Dataset entries:

PR #240, opened 2020-04-07
Introduce koji_tags variable

ehelms:


obal/data/roles/diff_package/tasks/koji.yml
```diff
@@ -1,4 +1,8 @@
 ---
+- set_fact:
+    koji_tags: "{{ diff_package_tags }}"
+  when: diff_package_tags is defined
```
ehelms, line 4: Keeps backwards compatibility. I debated whether we should lock our older branches to a version of Obal instead and keep the code clean going forward.

ehelms:
Alllows the transition to dropping tito to be more step by step than big bang.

= Work task =
All the entries should be output exactly as given.

= Response area =
PR #240, opened 2020-04-07
Introduce koji_tags variable

ehelms:


obal/data/roles/diff_package/tasks/koji.yml
```diff
@@ -1,4 +1,8 @@
 ---
+- set_fact:
+    koji_tags: "{{ diff_package_tags }}"
+  when: diff_package_tags is defined
```
ehelms, line 4: Keeps backwards compatibility. I debated whether we should lock our older branches to a version of Obal instead and keep the code clean going forward.

ehelms:
Alllows the transition to dropping tito to be more step by step than big bang.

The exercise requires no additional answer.